A New York Hospital has kickstarted an inclusive hair care program called the Crown Hair Care Project. This project according to its official description, is “an innovative patient care program that provides a wide array of hair care products to serve the health system’s diverse patient population.”
The idea for the project started in 2021 when the Patient Care Director at New York Presbyterian (NYP), Felicia C. Alleyne, MSN, reached out to The Dalio Center for Health Justice. The Dalio Center is a department of NYP that launched in 2020 to address medical inequities. Alleyne noticed the lack of diverse hair care products that were offered to pediatric patients and began alongside her team, purchasing an array of diverse hair care kits.
“We set out to create a travel-sized hair care bundle, including a comb, that offered clear instructions on Black hair management and could be easily stored in the hospital,” Alleyne told 21Ninety. “We worked closely with hospital staff on education, storage and tracking consumption so we could adjust any quantities.”

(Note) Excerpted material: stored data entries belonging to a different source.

PR #790, opened 2019-07-02
More composite updates for integration

spencerhance:
/assign bowei

blocking https://github.com/kubernetes/ingress-gce/pull/788

### DIFF
--- a/pkg/composite/composite.go
+++ b/pkg/composite/composite.go
@@ -37,7 +37,7 @@ func SetUrlMapForTargetHttpsProxy(gceCloud *gce.Cloud, key *meta.Key, targetHttp
 
 	// Set name in case it is not present in the key
 	key.Name = targetHttpsProxy.Name
-	klog.V(3).Infof("setting URLMap for TargetHttpsProxy %v", targetHttpsProxy.Name)
+	klog.V(3).Infof("setting URLMap for TargetHttpsProxy %v", key)
 
 	switch targetHttpsProxy.Version {
 	case meta.VersionAlpha:
@@ -65,7 +65,7 @@ func SetSslCertificateForTargetHttpsProxy(gceCloud *gce.Cloud, key *meta.Key, ta
 
 	// Set name in case it is not present in the key
 	key.Name = targetHttpsProxy.Name
-	klog.V(3).Infof("setting URLMap for TargetHttpsProxy %v", targetHttpsProxy.Name)
+	klog.V(3).Infof("setting SslCertificate for TargetHttpsProxy %v", key)
 
 	switch targetHttpsProxy.Version {
 	case meta.VersionAlpha:
@@ -94,7 +94,7 @@ func SetUrlMapForTargetHttpProxy(gceCloud *gce.Cloud, key *meta.Key, targetHttpP
 
 	// Set name in case it is not present in the key
 	key.Name = targetHttpProxy.Name
-	klog.V(3).Infof("setting URLMap for TargetHttpProxy %v", targetHttpProxy.Name)
+	klog.V(3).Infof("setting URLMap for TargetHttpProxy %v", key)
 
 	switch targetHttpProxy.Version {
 	case meta.VersionAlpha:
@@ -122,7 +122,7 @@ func SetProxyForForwardingRule(gceCloud *gce.Cloud, key *meta.Key, forwardingRul
 
 	// Set name in case it is not present in the key
 	key.Name = forwardingRule.Name
-	klog.V(3).Infof("setting proxy for forwarding rule ForwardingRule %v", forwardingRule.Name)
+	klog.V(3).Infof("setting proxy for forwarding rule ForwardingRule %v", key)
 
 	switch forwardingRule.Version {
 	case meta.VersionAlpha:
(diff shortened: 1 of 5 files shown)


pkg/composite/utils.go
```diff
@@ -126,18 +126,20 @@ func IsRegionalUrlMap(um *UrlMap) (bool, error) {
...
 	if err != nil {
-		return false, fmt.Errorf("error parsing self-link for url-map %s: %v", selfLink, err)
+		return false, err
 	}
+	return scope == meta.Regional, nil
+}
 
-	if resourceID.Key.Region != "" {
-		return true, nil
+func ParseScope(selfLink string) (meta.KeyType, error) {
```
bowei: unit test?

pkg/composite/composite.go
```diff
@@ -65,7 +65,7 @@ func SetSslCertificateForTargetHttpsProxy(gceCloud *gce.Cloud, key *meta.Key, ta
 
 	// Set name in case it is not present in the key
 	key.Name = targetHttpsProxy.Name
-	klog.V(3).Infof("setting URLMap for TargetHttpsProxy %v", targetHttpsProxy.Name)
+	klog.V(3).Infof("setting SslCertificate for TargetHttpsProxy %v", targetHttpsProxy.Name)
```
bowei: Can we fix the comment, it's not clear what resource the key refers to.

klog.V(3).Infof("SetSslCertificate for TargetHttpsProxy %v", key)

pkg/composite/utils.go
spencerhance: Done

pkg/composite/composite.go
spencerhance: Done

pkg/composite/utils.go
```diff
@@ -126,18 +126,20 @@ func IsRegionalUrlMap(um *UrlMap) (bool, error) {
...
+	resourceID, err := cloud.ParseResourceURL(selfLink)
+	if err != nil {
+		var empty meta.KeyType
+		return empty, fmt.Errorf("error parsing self-link for url-map %s: %v", selfLink, err)
```
bowei: fix this log message (url-map)

pkg/composite/utils.go
```diff
@@ -126,18 +126,20 @@ func IsRegionalUrlMap(um *UrlMap) (bool, error) {
...
 	}
+	return scope == meta.Regional, nil
+}
 
-	if resourceID.Key.Region != "" {
-		return true, nil
+func ParseScope(selfLink string) (meta.KeyType, error) {
+	resourceID, err := cloud.ParseResourceURL(selfLink)
+	if err != nil {
+		var empty meta.KeyType
```
bowei: this is not necessary

return meta.KeyType{}, fmt.Errorf(...)

pkg/composite/utils_test.go
```diff
@@ -114,3 +114,51 @@ func TestIsRegionalResource(t *testing.T) {
...
+		},
+	}
+	for _, tc := range testCases {
+		t.Run(tc.desc, func(t *testing.T) {
+			result, err := ParseScope(tc.selfLink)
+
+			if tc.wantErr {
+				if err == nil {
+					t.Fatalf("err = nil, want non-nil")
+				} else {
```
bowei: you don't need this in an else {}

pkg/composite/utils.go
bowei: probably better name is ScopeFromSelfLink

We are not really parsing a Scope string

pkg/composite/utils.go
spencerhance: That actually won't compile since KeyType is a string

pkg/composite/utils.go
spencerhance: Done

pkg/composite/utils_test.go
spencerhance: Done

pkg/composite/utils.go
spencerhance: Done

pkg/composite/utils.go
spencerhance: replaced it with meta.KeyType("") and that works

pkg/composite/utils_test.go
```diff
@@ -114,3 +114,50 @@ func TestIsRegionalResource(t *testing.T) {
...
 }
+
+func TestParseScope(t *testing.T) {
+	testCases := []struct {
+		desc     string
+		selfLink string
+		expected meta.KeyType
+		wantErr  bool
+	}{
+		{
```
bowei: add a testcase for empty string

pkg/composite/utils_test.go
```diff
@@ -114,3 +114,50 @@ func TestIsRegionalResource(t *testing.T) {
 		})
 	}
 }
+
+func TestParseScope(t *testing.T) {
+	testCases := []struct {
```
bowei: t.Parallel()

bowei:
/approve

ping when done and I will lgtm

spencerhance:
@bowei should be good to go now

spencerhance:
@bowei friendly ping

Issue #595, opened 2019-01-04
Ingress controller should react to node scale down event from autoscaler


freehan:
Cluster autoscaler adds the [ToBeDeletedByClusterAutoscaler](
https://github.com/kubernetes/autoscaler/blob/e7dd38375165997b057967259b0d577ca253eebb/cluster-autoscaler/utils/deletetaint/delete.go#L34) taint on the candidate node. Then it goes on to evict pods from the nodes. After everything settles, it will delete the node.

Ingress controller should observe the taint and react by removing instance from instance group so that connection draining is triggered. This help avoid new connection to be arrive at the removing nodes which causes 502s.

vinicyusmacedo:
Hi, I would like to grab this issue, if no one is working on it.

vinicyusmacedo:
@freehan I might be looking at it wrong, but I think the problem is not on ingress-gce itself.

Over [here](https://github.com/kubernetes/ingress-gce/blob/5bd3a2a1f50962ec2e005151e96892dac74e701f/pkg/utils/utils.go#L318), on `GetNodeConditionPredicate` (which is used to filter nodes during sync), all Unschedulable nodes are marked out of the filter. 

However, over [here](https://github.com/kubernetes/autoscaler/blob/e7dd38375165997b057967259b0d577ca253eebb/cluster-autoscaler/utils/deletetaint/delete.go#L76) the node is only tainted as NoSchedule.

IMO the autoscaler should also mark the node as Unschedulable. I'm writing a few tests on the autoscaler for that.

freehan:
Thanks for the PR!

freehan:
Yes. As you pointed out, the problem is the handshake between autoscaler and ingress-gce (or any other loadbalancer controller). This required a better design for synchronization between cluster node life cycle and load balancer controller. 

But for now, as a stop gap, we just need to watch autoscaler's taint and react.

philpearl:
Would really like this fix in GKE - can anyone comment on how long it will take before it's available?

freehan:
We will cherry pick this into 1.6 branch. And it will follow the GKE release pipeline and possibly available in newer version of 1.13.8+

PR #792, opened 2019-07-07
Added NoSchedule effect to GetNodeConditionPredicate

vinicyusmacedo:
This PR fixes https://github.com/kubernetes/ingress-gce/issues/595.

It searches for a taint with effect NoSchedule on GetNodeConditionPredicate. This way, the Load Balancer Sync can filter out nodes with taints such as ToBeDeletedByClusterAutoscaler. 

Notice that, on [Kubernetes Autoscaler](https://github.com/kubernetes/autoscaler/blob/e7dd38375165997b057967259b0d577ca253eebb/cluster-autoscaler/utils/deletetaint/delete.go#L76), the node is only tainted, it doesn't look like the `node.Spec.Unschedulable` is set anywhere.

### DIFF
--- a/pkg/utils/utils.go
+++ b/pkg/utils/utils.go
@@ -67,6 +67,9 @@ const (
 	// This label is feature-gated in kubernetes/kubernetes but we do not have feature gates
 	// This will need to be updated after the end of the alpha
 	LabelNodeRoleExcludeBalancer = "alpha.service-controller.kubernetes.io/exclude-balancer"
+	// ToBeDeletedTaint is the taint that the autoscaler adds when a node is scheduled to be deleted
+	// https://github.com/kubernetes/autoscaler/blob/cluster-autoscaler-0.5.2/cluster-autoscaler/utils/deletetaint/delete.go#L33
+	ToBeDeletedTaint = "ToBeDeletedByClusterAutoscaler"
 )
 
 // FakeGoogleAPIForbiddenErr creates a Forbidden error with type googleapi.Error
@@ -317,6 +320,13 @@ func GetNodeConditionPredicate() listers.NodeConditionPredicate {
 		// the master.
 		if node.Spec.Unschedulable {
 			return false
+		}
+
+		// Get all nodes that have a taint with NoSchedule effect
+		for _, taint := range node.Spec.Taints {
+			if taint.Key == ToBeDeletedTaint {
+				return false
+			}
 		}
 
 		// As of 1.6, we will taint the master, but not necessarily mark it unschedulable.
--- a/pkg/utils/utils_test.go
+++ b/pkg/utils/utils_test.go
@@ -17,8 +17,11 @@ limitations under the License.
 package utils
 
 import (
+	"fmt"
 	"testing"
+	"time"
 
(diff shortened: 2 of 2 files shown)


pkg/utils/utils.go
```diff
@@ -319,6 +319,13 @@ func GetNodeConditionPredicate() listers.NodeConditionPredicate {
 			return false
 		}
 
+		// Get all nodes that have a taint with NoSchedule effect
+		for _, taint := range node.Spec.Taints {
```
freehan: I feel like it should not be this generic. It should be limited to the autoscaler's `ToBeDeletedByClusterAutoscaler` taint. 
Otherwise, if all nodes mark by no schedule by accident, it would disrupt all existing LB traffic.

vinicyusmacedo: Sounds better, I'll change it.

pkg/utils/utils.go
```diff
@@ -319,6 +319,13 @@ func GetNodeConditionPredicate() listers.NodeConditionPredicate {
...
+			if taint.Key == "ToBeDeletedByClusterAutoscaler" {
```
freehan: I am wondering if there is a repo holding this well known taints?
If it can be easily referenced in this repo, then probably reference it directly.
If not, probably worthy putting it into a const variable and add comments and links to its definition.

vinicyusmacedo: @freehan it is exported on the autoscaler, I can try to use it. The only problem I might have is with vendoring.

vinicyusmacedo: @freehan It was kind of hard to vendor it (there's one dependency which go couldn't find) so I kept it as a const.

pkg/utils/utils.go
```diff
@@ -67,6 +67,8 @@ const (
 	// This label is feature-gated in kubernetes/kubernetes but we do not have feature gates
 	// This will need to be updated after the end of the alpha
 	LabelNodeRoleExcludeBalancer = "alpha.service-controller.kubernetes.io/exclude-balancer"
+	// ToBeDeletedTaint is the taint that the autoscaler adds when a node is scheduled to be deleted
+	ToBeDeletedTaint = "ToBeDeletedByClusterAutoscaler"
```
freehan: Is there any public documentation regarding this taint?

If not, probably still need to add a link to the autoscaler repo.
https://github.com/kubernetes/autoscaler/blob/cluster-autoscaler-0.5.2/cluster-autoscaler/utils/deletetaint/delete.go#L33

vinicyusmacedo: @freehan I didn't find any docs on it :/

I'll try to vendor it and its dependencies.

freehan: If there is tons of dependencies, just add the link in the comment then. No need for the hustle.

freehan:
Sorry for nit picking. Would you mind squash the commits? 

I will lgtm it afterwards. Thanks!!

vinicyusmacedo:
@freehan not a problem. There ya go!

freehan:
/lgtm
/approve

Thanks!

PR #796, opened 2019-07-09
HealthChecks switch from fakes to fakeGCE

spencerhance:
This is required for the L7-ILB work since we need to remove the fakes in order to add unit tests that use composites.

Requires a new k8s-cloud-provider release


pkg/healthchecks/healthchecks.go
```diff
@@ -71,7 +72,7 @@ const (
 
 // HealthChecks manages health checks.
 type HealthChecks struct {
-	cloud HealthCheckProvider
```
freehan: I am not sure what is the benefit of removing the `HealthCheckProvider` interface?

pkg/healthchecks/healthchecks_test.go
```diff
@@ -202,15 +205,21 @@ func TestHTTP2HealthCheckDelete(t *testing.T) {
...
 	}
 }
 
 func TestHealthCheckUpdate(t *testing.T) {
-	hcp := NewFakeHealthCheckProvider()
-	healthChecks := NewHealthChecker(hcp, "/", "/healthz", namer, defaultBackendSvc)
+	fakeGCE := gce.NewFakeGCECloud(gce.DefaultTestClusterValues())
+
+	// Add Hooks
+	(fakeGCE.Compute().(*cloud.MockGCE)).MockHealthChecks.UpdateHook = mock.UpdateHealthCheckHook
```
freehan: you can add a helper function to initialize fakeGCE with healthcheck mocks.

freehan: up to you. It look like this is only place it needs the Hook.

pkg/healthchecks/healthchecks.go
spencerhance: The only benefit is just removing stale code since we are using the gce.Cloud interface instead

pkg/healthchecks/healthchecks_test.go
spencerhance: Gotcha, personally I'd rather leave it out unless we need it.  I'll probably end up adding it in an l7-ilb PR anyway.

pkg/healthchecks/healthchecks.go
freehan: I prefer having a clear interface in the HealthChecker. Then it enforces that the Healthchecker  only communicates via the interfaces instead of making arbitrary calls.

spencerhance: Fair enough.  I'll revert it.

spencerhance:
@freehan should be good to go now

PR #802, opened 2019-07-23
dump events in sandbox

freehan:
Dumps events at the end of each test. Make it easier to debug e2e failure.

### DIFF
--- a/pkg/e2e/framework.go
+++ b/pkg/e2e/framework.go
@@ -207,6 +207,8 @@ func (f *Framework) RunWithSandbox(name string, t *testing.T, testFunc func(*tes
 		}
 
 		testFunc(t, sandbox)
+
+		sandbox.DumpSandboxInfo(t)
 	})
 }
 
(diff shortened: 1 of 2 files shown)


pkg/e2e/framework.go
```diff
@@ -207,6 +207,10 @@ func (f *Framework) RunWithSandbox(name string, t *testing.T, testFunc func(*tes
 		}
 
 		testFunc(t, sandbox)
+
+		if t.Failed() {
+			sandbox.DumpSandboxInfo()
```
bowei: why not always dump cluster events?

pkg/e2e/sandbox.go
```diff
@@ -93,3 +94,40 @@ func (s *Sandbox) MasterUpgraded() bool {
 func (s *Sandbox) MasterUpgrading() bool {
 	return s.f.statusManager.masterUpgrading()
 }
+
+// DumpSandboxInfo dumps information about the sandbox into logs
+func (s *Sandbox) DumpSandboxInfo() {
+	s.dumpSandboxEvents()
```
bowei: why have this indirection?

freehan: The indirection is in case in the future we need to dump more category of info. (e.g. GCE objects )

freehan:
Ready fo another round

PR #806, opened 2019-07-29
Change from "extensions.v1beta1" to "networking.v1beta1"

bowei:
Change API group from "extensions" to "networking"
    
    This migrates our code to use the networking.v1beta1.Ingress* API
    types instead of extensions.v1beta1. This also fixes fixture YAMLs
    to use "networking.k8s.io" as the fully-qualified resource kind.

### DIFF
--- a/cmd/e2e-test/affinity_test.go
+++ b/cmd/e2e-test/affinity_test.go
@@ -104,7 +104,7 @@ func TestAffinity(t *testing.T) {
 			}
 			t.Logf("Echo service created (%s/%s)", s.Namespace, "service-1")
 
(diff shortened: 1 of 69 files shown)


bowei:
cc: @liggitt

rramkumar1:
@bowei We would need to update the YAML's in our GCP documentation as well. 

[1] https://cloud.google.com/kubernetes-engine/docs/concepts/ingress

freehan:
Will it still recognize ingress objects in extension api group? 

I assume API machinery should have handled this kind of backward compatibility, right?

bowei:
Yes, asked Jordan, this should work as long as it is used with v1.15+ k8s clusters

PR #2806, opened 2025-02-18
ProviderConfig fixes and integration test

panslava:
/assign @gauravkghildiyal

### DIFF
--- a/cmd/glbc/main.go
+++ b/cmd/glbc/main.go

With support from the Dalio Center, Alleyne and her team’s work is now formalized and they are able to properly serve patients at NYP. The result of this partnership is a hair care kit that includes moisturizing shampoo, moisturizing conditioner, curling cream, three-in-one combs, as well as durags and satin bonnets. All of which are essential in maintaining Black hair.
So far, the programme has been paying off.
“The program has helped to build bridges between cultures and since the program’s pilot, I have encountered a number of people outside of the Black community who are adopting the hair care program’s recommendations, such as moisturizing hair and sleeping with a hair covering,” Alleyne explained. “One of my nurses, who does not identify as Black, has purchased the same hair products to care for her hair at home!”
A Worthy Cause
Implementing a diverse hair care progam in hospitals, especially one that caters to “curly, coily and tight textured hair,” is an especially welcome development. It is one that comes just as Black women in America continue to navigate various socio-cultural perceptions targeted at their hair, even with the enactment of the Crown Act in 2017 that broadly shuns discrimination based on hairstyle and hair texture.
Alleyne and Whitney C. Harris, MSN, Manager of Clinical & Community Strategy at the Dalio Center worked closely together to bring the hospital system’s hair care program to life. They say it has been important to listen to staff and patient feedback and implement to reflect the most pressing needs.
“After rolling out the first iteration and sending kits to NewYork-Presbyterian’s Brooklyn Methodist Hospital campus, employees offered helpful suggestions, many of which will be implemented in our next phase of kits including the incorporation of a satin scrunchie,” Harris said. “As we continue to make kits available for adult patients, we’re thinking about additional ways to evolve and enhance the kits to continue to improve the program.”
A Normalization of Black Hair
In addition to solving a largely overlooked medical inequity, the hair care program also sets a precedence for hair care in medical institutions and beyond.
“This Crown Hair Program is a celebration of Black hair and a normalization of our hair,” Alleyene said. “Hair in the Black community can be a sensitive subject, as it is closely associated with beauty, acceptance, self-esteem, self-image, community identity, and even political action.”
Alleyne says the benefits are limitless.
“Like any other social change in which the root of the issue may have started in one community, the true lessons and gifts are for all of humanity. We are free to be our truest selves, especially at NewYork-Presbyterian,” she added.
“The conversation around Black hair can only evolve from here. As a nurse that’s been working at large academic centers for 10+ years, I’m proud to be part of the team expanding the project across the enterprise at NewYork-Presbyterian,” she said. “I am grateful that hospital leadership is taking a critical eye to what programs we can implement, and is committed to allocating resources to sustain something as impactful as the Crown Hair Program.”
Hopes For The Future
Both Alleyne and Harris hope that the NYP Hair Care program will inspire the healthcare system to take this part of medical service a lot more seriously.
“There is a universality component to this program and is a source of validation for members of the Black community. The notion that a powerful organization, like NewYork-Presbyterian, sees, hears, and responds to the needs of a community that is often rejected and ignored in mainstream society, has touched anyone receiving the Crown Project’s offerings. It is an investment that is validating, empowering, affirming, and loving,” Alleyne said.
Harris says she hopes healthcare systems will continue to recognize that addressing individual patient needs is paramount in delivering better care.
“Providing these hair kits gives patients confirmation that NewYork-Presbyterian sees their unique differences and is committed to offering products that are focused on improving the health of those differences,” Harris said.
That hope is already coming to fruition, as Unity Point Health, a hopsital in Des Moines, Iowa, recently began assembling and delivering diverse hair care kits to its patients. The kits, which include shampoo, conditioner, and cream from popular Black hair company Cantu, were put together by the UnityPoint Health Black African American Community Group. The kits are also set to be available in other regions of the UnityPoint hospitals in August.